Extracted records:
══════════════════════════════
PR #641, opened 2025-03-21
Remove all public keys in config and return verifiers' public keys in `aggregator::setup`

### LINKED ISSUE #537: Remove all public keys in config, we should rely on pks distributed in aggregator setup
This should also handle that all operator's are set correctly

ceyhunsen:
# Description

- Removes public key fields in `BridgeConfig`.
- `aggregator::setup` returns verifiers' public keys

## Linked Issues

- Closes #537

### DIFF
--- a/core/src/aggregator.rs
+++ b/core/src/aggregator.rs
══════════════════════════════
Exercise:
Among the lines of the data, some contain the word "public". How many are there? Reply with the number alone.

Written reply:
4